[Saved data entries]
PR #2285, opened 2021-08-01
docs: add Gluon v2021.1.1 release notes

blocktrron:
Currently soft-blocked by #2284

### DIFF
--- a/README.md
+++ b/README.md
@@ -21,7 +21,7 @@ the future development of Gluon.
 
 Please refrain from using the `master` branch for anything else but development purposes!
 Use the most recent release instead. You can list all releases by running `git tag`
-and switch to one by running `git checkout v2021.1 && make update`.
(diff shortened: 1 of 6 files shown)


rotanid (approved):

rotanid:
@blocktrron maybe we want to also rebase to 19.07.8 before releasing?

blocktrron:
I'd like to avoid bumping the OpenWrt feed that close to a release. We are not tracking OpenWrt releases for our releases anyways, so I'm not that concerned about it.

NeoRaider:
#2289 (plus the subsequent revert of the PHY index field in `respondd-airtime`) is too late for v2021.1.1 I guess, but I'd like to get that fixed as soon as possible (to avoid having anyone depend on the PHY index for some reason).

The release notes LGTM.

rotanid:
@blocktrron was it intentional to not send a mail about the release like described in the release process?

WORK ORDER.
Across the records above, how many lines hold the string "development"? The number alone will do.

OUTPUT OF THE EXERCISE.
2